[Data extracted from a collection]
++++

PR #384, opened 2022-04-25
Add milestone selection to MilestonesEditor

IidaKainu:
CTRL + click supports multiselection.
Unify selection styles in RoadmapGraph and MilestonesEditor.

- Should the selection be cleared when milestones or tasks are dragged?

### DIFF
--- a/frontend/src/pages/MilestonesEditor.tsx
+++ b/frontend/src/pages/MilestonesEditor.tsx
@@ -1,4 +1,4 @@
-import { MouseEvent, useEffect, useState } from 'react';
+import { MouseEvent, KeyboardEvent, useEffect, useState } from 'react';
 import {
   DragDropContext,
   Draggable,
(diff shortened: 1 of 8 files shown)


frontend/src/pages/MilestonesEditor.tsx
```diff
@@ -266,6 +270,20 @@ export const MilestonesEditor = () => {
     }
   };
 
+  const selectVersions = (e: MouseEvent | KeyboardEvent, id: number) => {
+    e.stopPropagation();
+    const containsClicked = selectedVersions.includes(id);
+    if (e.ctrlKey) {
```
juhoeerola, line 276:
```suggestion
    if (e.ctrlKey || e.metaKey) {
```


On mac ctrl-click triggers only the context menu, so this is impossible to reach with mouse.

On mac <kbd>ctrl</kbd> is usually replaced with <kbd>command</kbd> which sets the `e.metaKey` to true. That [*might* be](https://developer.mozilla.org/en-US/docs/Web/API/KeyboardEvent/metaKey) the <kbd>⊞ Windows</kbd> on other platforms.

I think checking also the meta key would be better than special casing the context menu.

juhoeerola (approved):
Seems good, just needs another modifier key to work on macos

IidaKainu:
Added the modifier key

frontend/src/pages/MilestonesEditor.tsx
IidaKainu: Thanks for pointing this out. `⊞ Windows` works with the `e.metaKey`, but I do not see it as a problem as it is rarely used in web.

PR #388, opened 2022-04-27
Remove expiration from trello authorisation

juhoeerola:
https://developer.atlassian.com/cloud/trello/guides/rest-api/authorization/#1-authorize--route-options


IidaKainu (approved):
👍

PR #389, opened 2022-04-27
Fix AddTaskModal description field size

AnttiVaarala:


IidaKainu (approved):

frontend/src/components/modals/AddTaskModal.module.scss
```diff
@@ -0,0 +1,4 @@
+textarea {
+    min-height: 20em !important;
```
IidaKainu, line 2: Since the user can resize the area, I would add 20em as the default height with a possibility to go smaller. Not that users need a smaller field, it resizing just feels more fun (if that makes at all sense).

As a side note there the tab indent should be two spaces. Do you have automatic code formatting (with prettier) enabled on your editor? Let me know if you want setup help
```suggestion
  min-height: 5em !important;
  height: 20em;
```

IidaKainu (changes requested):
Just a small change suggestion

frontend/src/components/modals/AddTaskModal.module.scss
AnttiVaarala: It makes sense, I committed the changes.
I have a formatter (Prettier) but forgot to run it before committing.

frontend/src/components/modals/AddTaskModal.module.scss
```diff
@@ -0,0 +1,4 @@
+textarea {
+  min-height: 5em !important;
+  height: 20em;
+}
```
IidaKainu, line 4: Maybe still add the max-height back in, so a scrollbar won't appear in the modal on resize 👍 
```suggestion
  height: 20em;
  max-height: 30em;
}
```

IidaKainu (changes requested):

IidaKainu (approved):

PR #396, opened 2022-05-03
Change task rating scale

AnttiVaarala:


frontend/src/components/MetricsSummary.tsx
```diff
@@ -21,7 +21,7 @@ export const MetricsSummary: FC<MetricsProps> = ({
       <>
         <div className={classes(css.dash)} />
         <div className={classes(css.dataNumberWrapper)}>
-          {value}
+          {Math.round(Number(value))}
```
IidaKainu, line 24: Just to note: we'll need a null check once this is rebased, since in master the value can be null as well
```suggestion
          {value !== null && Math.round(Number(value))}
```

shared/utils/conversion.ts
```diff
@@ -0,0 +1,15 @@
+export function convertScale(rating: number): number;
+export function convertScale(rating: number | undefined): number | undefined;
+export function convertScale(rating: number | undefined) {
+  if (rating === undefined) return undefined;
+  else if (rating < 0) return rating;
+  return rating ** 2;
+}
```
IidaKainu, line 7: ConvertScale is not used with undefined values, so I'd change the definition
```suggestion
export const convertScale = (rating: number) =>
  rating < 0 ? rating : rating ** 2;
```

shared/utils/conversion.ts
```diff
@@ -0,0 +1,15 @@
...
+
+export function revertScale(rating: number): number;
+export function revertScale(rating: number | undefined): number | undefined;
+export function revertScale(rating: number | undefined) {
+  if (rating === undefined) return undefined;
+  else if (rating < 0) return rating;
+  return Math.sqrt(rating);
+}
```
IidaKainu, line 15: Same goes for revertScale
```suggestion
export const revertScale = (rating: number) =>
  rating < 0 ? rating : Math.sqrt(rating);
```

frontend/src/components/RatingBars.tsx
```diff
@@ -58,7 +67,7 @@ export const TaskRatingBar: FC<RatingBarProps> = ({
       {!readonly && (
         <div className={classes(css.rating)}>
           {hover > 0
-            ? hover
+            ? labels[hover]
```
IidaKainu, line 70: If `convertScale(hover)` is used there, labels are not needed

frontend/src/components/TaskHeatmap.tsx
```diff
@@ -78,13 +79,15 @@ export const TaskHeatmap = () => {
...
         </div>
-        <p className={classes(css.yaxismax)}>5</p>
+        <p className={classes(css.yaxismax)}>25</p>
         <p className={classes(css.yaxismin)}>1</p>
         <p className={classes(css.yaxislabel)}>Value</p>
       </div>
-      <p className={classes(css.xaxismin)}>1</p>
-      <p className={classes(css.xaxislabel)}>Complexity</p>
-      <p className={classes(css.xaxismax)}>5</p>
+      <div className={classes(css.xLabelContainer)}>
```
IidaKainu, line 86: Is this div needed? At least no styles for xLabelContainer exist

frontend/src/components/TaskHeatmap.tsx
```diff
@@ -78,13 +79,15 @@ export const TaskHeatmap = () => {
             </div>
           ))}
         </div>
-        <p className={classes(css.yaxismax)}>5</p>
+        <p className={classes(css.yaxismax)}>25</p>
```
IidaKainu, line 82: I'd probably use `{convertScale(5)}` for these numbers, just so it's easier to remember to change if needed

IidaKainu (changes requested):
A few suggestions, looks good otherwise

frontend/src/components/MetricsSummary.tsx
juhoeerola: Where was this problem, so that rounding was needed? I forgot and couldn't find it anymore

Not needing this would be great

frontend/src/components/TaskHeatmap.tsx
juhoeerola: Not sure if it would be better to also "convert" the ones for consistency, even though those stay the same

server/tests/taskratings.test.ts
```diff
@@ -8,6 +8,7 @@ import {
 } from '../../shared/types/customTypes';
 import { withoutPermission } from './testUtils';
 import TaskRating from '../src/api/taskratings/taskratings.model';
+import { convertScale, revertScale } from '../../shared/utils/conversion';
```
juhoeerola, line 11: There are still quite a few raw, unconverted values. Each one should be converted first, even the `-1` would be good to convert

shared/utils/conversion.ts
juhoeerola: I'd keep the `undefined` check in, since the `$parseDatabaseJson` passes `any` to this.
And for some reason that is called few times with partial data that doesn't have the value.

juhoeerola (changes requested):

frontend/src/components/MetricsSummary.tsx
IidaKainu: I remember some metrics would get too large with the new scaling if decimals were shown too. Maybe it was in task overview. 
One thought is, instead of modifying this component, maybe we could do rounding in places where it's needed.

IidaKainu: Oh right the content can overlap in task map. What do you think about only rounding there and removing the statement from MetricsSummary?

IidaKainu (approved):
Good on my behalf

juhoeerola (approved):

frontend/src/components/MetricsSummary.tsx
```diff
@@ -4,9 +4,15 @@ import css from './MetricsSummary.module.scss';
 
 const classes = classNames.bind(css);
 
+const numFormat = (number: number) =>
+  new Intl.NumberFormat(undefined, {
+    maximumFractionDigits: 0,
+    ...(number < 10 && { maximumFractionDigits: 1 }),
```
juhoeerola, line 10:
```suggestion
    maximumFractionDigits: number < 10 ? 1 : 0,
```

juhoeerola (changes requested):

juhoeerola (approved):
Looking good 👍

PR #397, opened 2022-05-03
POC: Variable size list to fixed size

juhoeerola:
Changes the variable size list to a fixed size one.

Each task is given enough room for two lines of text. This is much snappier for many hundreds of tasks.
The magic numbers should be refactored.


IidaKainu (approved):
Looks good. However, consider removing the margins from .instructions (milestonesEditor) so the milestones look more similar on task drag

IidaKainu (approved):

PR #398, opened 2022-05-05
Add local saving of node positions on taskmap

PatricKangasmaki:
Saves the current node locations to localstorage. If localstorage is empty when opening task map, it will generate autolayout with Dagre.
Also added a reset button which clears the storage and applies dagre autolayout.
These functionalities required to update reactflow from v9 to v10


juhoeerola (changes requested):
Apparently the react-flow library added attribution (link in bottom right) in the new version. I guess this is fine, just pointing it out, and incase we want to position it somewhere else.

frontend/src/components/TaskMap.tsx
```diff
@@ -231,10 +311,12 @@ export const TaskMap: FC<{
...
         connectionLineComponent={ConnectionLine}
-        elements={flowElements}
-        nodeTypes={{
-          special: CustomNodeComponent,
-        }}
+        nodesDraggable={groupDraggable}
+        nodes={groups}
+        edges={edges}
+        onNodesChange={onNodesChange}
+        onNodeDragStop={onNodesDragStop}
```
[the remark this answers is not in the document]
PatricKangasmaki: I'll change the onNodesChange and onNodeDragStop 👍

> Same with nodeTypes and edgeTypes

React flow documentation suggests that the nodeTypes and edgeTypes should either be defined outside the component or alternatively they can be memoized so I followed that:

>Whenever you pass new node or edge types, we create wrapped node or edge component types in the background. This means that you should not create a new nodeType or edgeType object on every render. Memoize your nodeTypes and edgeTypes or define them outside of the component when they don't change

PatricKangasmaki:
Added all your suggestions, great points 👍 I marked this PR as draft until I can figure this out:

>Furthermore, I could replicate the bug about editing taskmap on another account and changes not being applied to the other taskmap
I managed to replicate this as well, I'll look into it

PatricKangasmaki:
>Furthermore, I could replicate the bug about editing taskmap on another account and changes not being applied to the other taskmap

Turns out this bug is linked to websocket connection issues (after logging in, the websocket will not update any changes done by other users/browsers before you refresh the page) and not taskmap directly so I'll reopen the PR.

IidaKainu (changes requested):
Small nitpicks, otherwise looks ready to go 👍

frontend/src/components/TaskMap.tsx
```diff
@@ -207,9 +225,18 @@ export const TaskMap: FC<{
...
     setIsLoading(false);
   };
 
+  const resetCanvas = () => {
+    localStorage.removeItem(flowKey);
+    drawCanvas();
+  };
+
+  const nodeTypes = useMemo(() => ({ special: CustomNodeComponent }), []);
+  const edgeTypes = useMemo(() => ({ custom: CustomEdge }), []);
```
juhoeerola, line 238: I guess it would make sense to define these outside the component as these are constant (no dependencies), and thus the `useMemo` isn't really needed for anything.

PatricKangasmaki: Good point 👍

PatricKangasmaki:
Added both suggestions 👍

IidaKainu (approved):
🔥

juhoeerola (approved):

PR #1075, opened 2026-05-05
refactor: mark create_cpu_replica as private

fzyzcjy:
## Summary
- `UpdateWeightP2P.create_cpu_replica` is only called internally via `self.create_cpu_replica(...)` in `connect_rollout_engines` (same class, same file). No external callers.
- Rename to `_create_cpu_replica` to follow the project convention of prefixing private members with `_`.

## Test plan
- [ ] No external imports/usages broken (verified via grep — only one call site, in the same class).


guapisolo (approved):
approve nit.

PR #1087, opened 2026-05-07
[lora] avoid merge adapter weights for base weight sync

gongyisheng:
noticed the base weight sync issue when lora is enabled, base weight will be exported with merged lora weights, causing correctness issue


yushengsu-thu (approved):
sync offline

PR #1092, opened 2026-05-08
chore: [lora] avoid merge adapter weights

gongyisheng:
follow up of this PR: https://github.com/radixark/miles/pull/1087
due to the hf param name changes after disable merge_adapter_weights, need to remove the ".base_layer." part so that it can be successfully synced to sglang.


yushengsu-thu (approved):

yushengsu-thu:
fixed the reverted problem: https://github.com/radixark/miles/pull/1091

PR #1108, opened 2026-05-11
[CI] tito-logprob: restore qwen3 / glm47 family sweep via CONFIGS loop

guapisolo:
## Why

The old j2-generated \`pr-test.yml\` dispatched this test twice via \`strategy.matrix.info\`: once with \`SESSION_TEST_MODEL_FAMILY=qwen3\`, once with \`SESSION_TEST_MODEL_FAMILY=glm47\`. The new \`run_suite.py\` framework has no variant dimension — every test is a single \`(suite, num_gpus, est_time)\` triple — so the \`glm47\` variant has been silently dropped since the CI refactor.

## What

Restore coverage by sweeping \`CONFIGS=[\"qwen3\", \"glm47\"]\` inside the test file itself, the same in-file loop pattern already used by \`test_qwen3_30B_A3B_r3.py\`. \`SESSION_TEST_MODEL_FAMILY\` now becomes a single-family override, primarily for local debugging.

- \`MODEL_FAMILY\` module constant → \`CONFIGS\` list + \`_resolve_configs\` helper.
- \`prepare\` / \`execute\` / \`_get_config\` now take \`model_family\` as a parameter instead of reading it from the module-level constant.
- \`__main__\` loops over \`_resolve_configs()\`: \`prepare(fam)\` + \`execute(fam)\` per family.
- \`est_time\` bumped 600 → 1200 since two families run sequentially in one job.

## Verification

Real GPU runs (4× H200 free locally):

- \`SESSION_TEST_MODEL_FAMILY=glm47 python tests/e2e/sglang/test_tito_logprob_equivalence.py\` — 16 samples, \`Logprob diff mean=0.000000\`, \`tito_session_mismatch_rate=0.0\`, Ray job succeeded.
- \`SESSION_TEST_MODEL_FAMILY=qwen3 python tests/e2e/sglang/test_tito_logprob_equivalence.py\` — same: 16 samples, all zero diff.
- Full CONFIGS loop (no override) — both families ran back-to-back in one process, 32 samples total verified zero diff, both Ray jobs succeeded. Sglang + Ray teardown between configs is handled by \`execute_train\`'s built-in \`pkill -9 sglang; ray stop --force\` at the start of each call.

## Stacked PR

Base: pr/2-ci-stage-b-sglang-8gpu (#1107). Depends on the 8-GPU suite rename being in place; otherwise this register would not match any active suite.

### DIFF
--- a/.github/workflows/pr-test.yml
+++ b/.github/workflows/pr-test.yml
@@ -76,7 +76,7 @@ jobs:
       execute_command: "python tests/ci/run_suite.py --hw cuda --suite stage-b-fast-1-gpu"
     secrets: inherit
 
-  # Stage B: SGLang patch tests (1 GPU)
+  # Stage B: SGLang patch tests (8 GPU)
   stage-b-sglang:
     needs: [stage-a-fast]
     if: |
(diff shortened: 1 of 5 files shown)


guapisolo:

PR #1109, opened 2026-05-11
[CI] r3-router: restore qwen3_30b_a3b / glm47_flash family sweep via CONFIGS loop

guapisolo:
## Why

Same regression as \`tito_logprob_equivalence\` (#TBD): the old matrix ran this test with \`ROUTER_EQ_MODEL_FAMILY=qwen3_30b_a3b\` and \`=glm47_flash\`; after the CI refactor only the \`qwen3_30b_a3b\` default still runs because the framework has no variant dimension.

## What

Loop over \`CONFIGS=[\"qwen3_30b_a3b\", \"glm47_flash\"]\` in \`__main__\` and thread \`model_family\` through \`prepare\` / \`execute\` / \`_variant_dir\` so dump paths stay distinct per \`(family, router-variant)\` pair. The inner \`(miles, sgl)\` router-variant compare still happens once per family.

\`ROUTER_EQ_MODEL_FAMILY\` becomes a single-family override for local debugging.

\`est_time\` bumped 600 → 1200.

## Verification

Real GPU run (4× H200 free locally):

- \`ROUTER_EQ_MODEL_FAMILY=glm47_flash python tests/e2e/sglang/test_r3_router_equivalence.py\` — both inner variants (\`miles\` router, \`sgl\` router) ran sequentially, dumps written to \`/tmp/router-eq/glm47_flash/{miles,sgl}/dump.jsonl\`, \`_assert_records_equal\` passed byte-for-byte across 10 samples: \`[router-eq] model_family=glm47_flash variants miles/sgl match across 10 samples\`. Both Ray jobs succeeded.

(The \`qwen3_30b_a3b\` path is structurally symmetric; not run locally because Qwen3-30B-A3B is ~60 GB and not in the cluster cache.)

## Stacked PR

Base: pr/2-ci-stage-b-sglang-8gpu (#1107).

### DIFF
--- a/.github/workflows/pr-test.yml
+++ b/.github/workflows/pr-test.yml
@@ -76,7 +76,7 @@ jobs:
       execute_command: "python tests/ci/run_suite.py --hw cuda --suite stage-b-fast-1-gpu"
     secrets: inherit
 
-  # Stage B: SGLang patch tests (1 GPU)
+  # Stage B: SGLang patch tests (8 GPU)
   stage-b-sglang:
     needs: [stage-a-fast]
     if: |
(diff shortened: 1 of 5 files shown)


guapisolo:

++++

YOUR TASK: Tell me how many lines in the records above include the word "metaKey"; the number is all that is needed.

EXERCISE RESULT: 3